Yıldız, davada gazetecilik faaliyetinden ötürü yargılandıklarını kaydederek, “Bu dava, bağımsız gazeteciliği ortadan kaldırıp, halkın bilgi ve fikir sahibi olmasını engelleme davasıdır” dedi.
Yıldız, Cumhurbaşkanı Recep Tayyip Erdoğan’ın açıkladığı İnsan Hakları Aksiyon Planı’nı da anımsatarak, “Ve dahi bu dava, şahsen Sayın Recep Tayyip Erdoğan’ın 6 gün evvel açıkladığı ‘İnsan Hakları Hareket Planı’nı her istikametiyle boşa çıkaran bir davadır. Biliyorum; birtakım güç ve güçlüler tarafından ‘diken’ sayılıyoruz. Biliyorum; artık adalet tanrıçası Themis’in yerini öbür rabler aldı” diye konuştu.
NE OLMUŞTU?
Müyesser Yıldız ve İsmail Dükel 8 Haziran 2020’de ‘askeri casusluk’ suçlamasıyla konutlarına yapılan baskınla gözaltına alındı. Üç günlük gözaltının akabinde Dükel hür bırakıldı, Yıldız ise tutuklanarak Sincan Cezaevi’ne konuldu. Yıldız ile birlikte haber kaynağı Erdal Baran da tutuklandı.

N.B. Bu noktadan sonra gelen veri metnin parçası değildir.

PR #345, opened 2018-01-29
Add comm-open and comm-msg methods to client

eddiejessup:
Let users of the Jupyter client send messages to open new comms, and send messages to comms. These methods implement the specification as described [here](https://jupyter-client.readthedocs.io/en/stable/messaging.html#custom-messages).

The tests don't look for a response, because one isn't expected for either message type.

Since the methods to send messages on the shell channel seemed to have duplicated logic, I factored it out into a helper method `_send_shell_message`. None of the methods that now use it should change their behavior as a result.

### DIFF
--- a/jupyter_client/blocking/client.py
+++ b/jupyter_client/blocking/client.py
@@ -160,6 +160,8 @@ class BlockingKernelClient(KernelClient):
     inspect = reqrep(KernelClient.inspect)
     kernel_info = reqrep(KernelClient.kernel_info)
     comm_info = reqrep(KernelClient.comm_info)
+    comm_open = reqrep(KernelClient.comm_open)
+    comm_message = reqrep(KernelClient.comm_message)
     shutdown = reqrep(KernelClient.shutdown)
 
 
--- a/jupyter_client/blocking/client.py
+++ b/jupyter_client/blocking/client.py
@@ -162,6 +162,7 @@ class BlockingKernelClient(KernelClient):
     comm_info = reqrep(KernelClient.comm_info)
     comm_open = reqrep(KernelClient.comm_open)
     comm_message = reqrep(KernelClient.comm_message)
+    comm_close = reqrep(KernelClient.comm_close)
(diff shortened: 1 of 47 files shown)


vidartf:
I'm not in a position to say whether this should go in or not, but I will point out that it should probably also include the `comm-close` message, and support buffers for the messages (not sure if it currently does or not).

eddiejessup:
Hey @vidartf, thanks for taking a look!

About `comm-close`, I actually didn't even see this was part of the protocol, though now it seems obvious. I'll add that.

About buffers, sorry I'm not sure what it means to support buffers for the messages. I've had a grep through the code but can't find anything very relevant. Any chance you could clarify what this would involve?

jupyter_client/blocking/client.py
```diff
@@ -160,6 +160,9 @@ def _recv_reply(self, msg_id, timeout=None):
     inspect = reqrep(KernelClient.inspect)
     kernel_info = reqrep(KernelClient.kernel_info)
     comm_info = reqrep(KernelClient.comm_info)
+    comm_open = reqrep(KernelClient.comm_open)
+    comm_message = reqrep(KernelClient.comm_message)
+    comm_close = reqrep(KernelClient.comm_close)
```
takluyver: These probably shouldn't be wrapped in `reqrep`, because they don't (in general) have a reply to wait for.

takluyver:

Ankara Cumhuriyet Başsavcılığı’nın hazırladığı iddianamede gazeteciler Müyesser Yıldız ve İsmail Dükel ile Erdal Baran’ın “Devletin güvenliği yahut iç yahut dış siyasal faydaları bakımından niteliği prestijiyle zımnî kalması gereken bilgileri açıklama” suçlamasıyla 17.5 yıla kadar mahpusları talep edildi. 9 Kasım 2020’de görülen birinci duruşmada Yıldız, yurtdışına çıkış yasağı konularak tahliye edildi. Mahkeme ayrıyeten sanıklar hakkında TCK’nin 327. unsurunda düzenlenen ‘devletin güvenliğine ait bilgileri temin etmek’ suçlamasıyla Ankara Başsavcılığı’na bildirimde bulunulmasına karar verdi.

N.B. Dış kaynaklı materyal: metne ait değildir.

PR #352, opened 2018-03-08
tornado 5 fixes in ThreadedClient

minrk:
The main issue was failing to schedule `ioloop.stop` in the ioloop thread, which is required when tornado is running on asyncio in order to wake the thread. The result of not doing this is hanging forever when trying to exit, e.g. in QtConsole.

There is further cleanup of threadsafety issues with respect to asyncio and tornado objects.

closes https://github.com/jupyter/qtconsole/issues/275

cc @ccordoba12

### DIFF
--- a/jupyter_client/threaded.py
+++ b/jupyter_client/threaded.py
@@ -182,7 +182,7 @@ class IOLoopThread(Thread):
         :meth:`~threading.Thread.start` is called again.
         """
         if self.ioloop is not None:
-            self.ioloop.stop()
+            self.ioloop.add_callback(self.ioloop.stop)
         self.join()
         self.close()
 
--- a/jupyter_client/threaded.py
+++ b/jupyter_client/threaded.py
@@ -3,7 +3,8 @@
 from __future__ import absolute_import
 import atexit
 import errno
-from threading import Thread
+import sys
+from threading import Thread, Event
 import time
 
 # import ZMQError in top-level namespace, to avoid ugly attribute-error messages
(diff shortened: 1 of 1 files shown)


jupyter_client/threaded.py
```diff
@@ -156,8 +163,26 @@ def _notice_exit():
...
+        Thread.start(self)
+        self._start_event.wait()
+
     def run(self):
         """Run my loop, ignoring EINTR events in the poller"""
+        if 'asyncio' in sys.modules:
+            # tornado may be using asyncio,
+            # ensure an eventloop exists for this thread
+            import asyncio
+            asyncio.set_event_loop(asyncio.new_event_loop())
```
takluyver: It seems odd that we have to do this. Is there a neater way that we can use in the future when we can assume that tornado is using asyncio?

ccordoba12:
I tested this against qtconsole and Spyder and it works as expected. Thanks @minrk!

jupyter_client/threaded.py
minrk: The situation: asyncio will not create an eventloop in a thread, you have to tell it to, at least in certain circumstances. Tornado is running on top of asyncio, but won't create the required asyncio eventloop if there isn't one (asyncio.get_event_loop will fail in threads that haven't initialized eventloops explicitly). I'm not sure if this is a tornado bug or not.

We can ask if the tornado configured IOLoop class is a subclass of AsyncIOLoop, which is the tornado asyncio wrapper implementation. If we assume that's going to be the case and not some other weird requires-asyncio implementation that doesn't subclass it.

Note that this is just instantiating an object, not starting it or anything, so it's a pretty minimal operation and harmless if the thread-local eventloop goes unused. I'm not quite sure what the cleanest solution is for "create the asyncio eventloop that tornado may need in this thread only if tornado is actually going to need it", because we would need more detailed try-except for importing tornado.platform.asyncio.AsyncIOLoop which may not be defined (e.g. python 2 or older tornado) in order to call `issubclass()`.

vidartf: You could consider setting [our own policy](https://docs.python.org/3/library/asyncio-eventloops.html#asyncio.AbstractEventLoopPolicy.get_event_loop), so that we handle the calls to `get_event_loop`.

stonebig:
will there be a patch release soon so everybody can enjoy Tornado5 ?

jupyter_client/threaded.py
minrk: We shouldn't set our own policy in jupyter_client because that would preclude applications setting their own policies. We could set our own in qtconsoleapp, but can't rely on that in the qtconsole kernelmanager, which can be used in other applications like Spyder.

minrk:
@stonebig yes, hopefully tomorrow. I'll open a PR with a changelog for 5.2.3 and it should be out shortly.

Davanın ikinci duruşmasında, gazeteciler hakkında “zincirleme halde devletin güvenliğine ait bilgileri temin etmek” cürmü uyarınca hazırlanan ikinci iddianame dava evrakıyla birleştirilmişti.
Davanın üçüncü duruşmasında, üç ismin de Türk Ceza Kanunu’nun 327’nci ve 329’uncu hususlarında düzenlenen suçlamaların zincirleme bir biçimde ihlal edildiğini öne sürerek, 41 yıla kadar hapislerini istemişti.